This invention can relate to antennas, and more particularly, to compact tunable antennas used in wireless handheld electronic devices.
Wireless handheld devices, such as cellular telephones, contain antennas. As integrated circuit technology advances, handheld devices are shrinking in size. Small antennas are therefore needed.
A typical antenna for a handheld device is formed from a metal radiating element. The radiating element may be fabricated by patterning a metal layer on a circuit board substrate or may be formed from a sheet of thin metal using a foil stamping process. These techniques can be used to produce antennas that fit within the tight confines of a compact handheld device.
Modern handheld electronic devices often need to function over a number of different communications bands. For example, quad-band cellular telephones that use the popular global system for mobile (GSM) communications standard need to operate at four different frequencies (850 MHz, 900 MHz, 1800 MHz, and 1900 MHz).

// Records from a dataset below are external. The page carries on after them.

Issue #1031, opened 2024-07-26
Test-ServiceExists failes on Sandbox - Get-WmiObject : Provider load failure 


AlkHacNar:
### Prerequisites

- [X] Ensure you write a short, descriptive title after [Bug] above.
- [X] Make sure to [search for any existing issues](https://github.com/psappdeploytoolkit/psappdeploytoolkit/issues) before filing a new one.
- [X] Verify you are able to reproduce the issue with the [latest released version](https://www.github.com/psappdeploytoolkit/psappdeploytoolkit/releases/latest)

### PSAppDeployToolkit version

3.10.1

### Describe the bug

I tryed to get the Show-InstallationWelcome command to work with the serviceui. on a test notebook it worked fine, but it failed in the Windows Sandbox, cause it couldn't check for the service
`[Initialization] :: Failed check to see if service [Schedule] exists.`
I found out, that the Test-ServiceExists didn't work properly, first because of the `$env:ComputerName`, which is no promlem to fix int he sandbox with `$(hostname)`. But then it still didn't run with the failure `Get-WmiObject : Provider load failure `.
I don't know if there are more functions, which aren't working as expected in the sandbox and I know that psadt isn't really build to run in the sandbox, but I'd just wanted you to know. Maybe there is a fix/ workaround for the sandbox for this?

### Steps to reproduce

1.Show-InstallationWelcome
2.Test-ServiceExists

### Environment data

```console
OsName               : Microsoft Windows 11 Enterprise
OSDisplayVersion     : 22H2
OsOperatingSystemSKU : EnterpriseEdition
OsArchitecture       : 64-bit
WindowsVersion       : 2009
WindowsProductName   : Windows 10 Enterprise
WindowsBuildLabEx    : 22621.1.amd64fre.ni_release.220506-1250
OsLanguage           : de-DE
OsMuiLanguages       : {de-DE, cs-CZ, en-GB, en-US...}
KeyboardLayout       : en-US
TimeZone             : (UTC+01:00) Amsterdam, Berlin, Bern, Rome, Stockholm, Vienna
HyperVisorPresent    : True
CsPartOfDomain       : False
CsPCSystemType       : Mobile
```

mjr4077au:
This has already been addressed in v4.0 but can't be addressed here as we need to use the legacy WMI cmdlets for backwards compatibility.

AlkHacNar:
[...]

PR #1035, opened 2024-08-01
Allow service functions to work in Windows Sandbox

DanGough:
# Pull Request

## Description

- Service functions now use Get-Service instead of WMI where possible. Only exception is Test-ServiceExists will still use WMI if -PassThru supplied, so that it can return output in the same format as previously, for backwards compatibility. Windows Sandbox does not have the required WMI classes for services available.

- Service functions use 'localhost' as default computer name instead of $env:ComputerName. In Windows Sandbox, this name is truncated and is not the same as the DNS hostname, so fails.

Fixes: #1031

## Type of change

## Checklist

## How Has This Been Tested?

Tested functions work as before in a regular VM and also Windows Sandbox.

### DIFF
--- a/Toolkit/AppDeployToolkit/AppDeployToolkitMain.ps1
+++ b/Toolkit/AppDeployToolkit/AppDeployToolkitMain.ps1
@@ -1324,7 +1324,7 @@ https://psappdeploytoolkit.com
                     }
 
                     # Get all log files (including any .lo_ files that may have been created by previous toolkit versions) sorted by last write time
-                    $LogFiles = @(Get-ChildItem -LiteralPath $LogFileDirectory -Filter ("{0}_*{1}" -f $LogFileNameWithoutExtension, $LogFileExtension)) + @(Get-Item -LiteralPath ([IO.Path]::ChangeExtension($LogFilePath, 'lo_')) -ErrorAction Ignore) | Sort-Object LastWriteTime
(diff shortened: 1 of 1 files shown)


Toolkit/AppDeployToolkit/AppDeployToolkitMain.ps1
```diff
@@ -15362,29 +15362,25 @@ https://psappdeploytoolkit.com
...
+            If ($PassThru) {
+                $ServiceObject = Get-WmiObject -ComputerName $ComputerName -Class 'Win32_Service' -Filter "Name='$Name'" -ErrorAction 'Stop'
+                # If nothing is returned from Win32_Service, check Win32_BaseService
+                If (-not $ServiceObject) {
+                    $ServiceObject = Get-WmiObject -ComputerName $ComputerName -Class 'Win32_BaseService' -Filter "Name='$Name'" -ErrorAction 'Stop'
+                }
+            }
+            else {
+                # Known issue that WMI method fails in Sandbox, so only use it if -PassThru requested
+                $ServiceObject = (Get-Service -ComputerName $ComputerName -Name $Name -ErrorAction Ignore).Count -gt 0
```
mjr4077au: This can't use `-ErrorAction Ignore` is 3.x needs to remain compatible with PowerShell 2.x targets.

mjr4077au: The double bang notation `!!(Get-Service -ComputerName $ComputerName -Name $Name -ErrorAction SilentlyContinue)` is safer here as the automatic `Count` property isn't available on non-array object types when the StrictMode version is 2 or higher.

DanGough: TIL, I'll change that! It's used in a couple of other places that I resolved also.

Although multi-band operation is desirable, it is difficult to design a compact antenna that functions satisfactorily over a wide frequency range. This is because small antennas tend to operate over narrow frequency ranges due to the small dimensions of their radiating elements.
Antennas with tunable capacitive loading have been developed in an attempt to address the need for compact multi-band antennas. By varying the amount of capacitive loading that is applied to the radiating element, the resonant frequency of the antenna can be adjusted. This allows an antenna with a relatively narrow frequency range to be tuned sufficiently to cover more than one band.
The adjustable capacitive loading that is placed on this type of antenna leads to unwanted power loss. As a result, capacitively-tuned antennas tend to exhibit less-than-optimal efficiencies.
It would be desirable to be able to provide ways in which to improve the performance of tunable antennas for handheld electronic devices.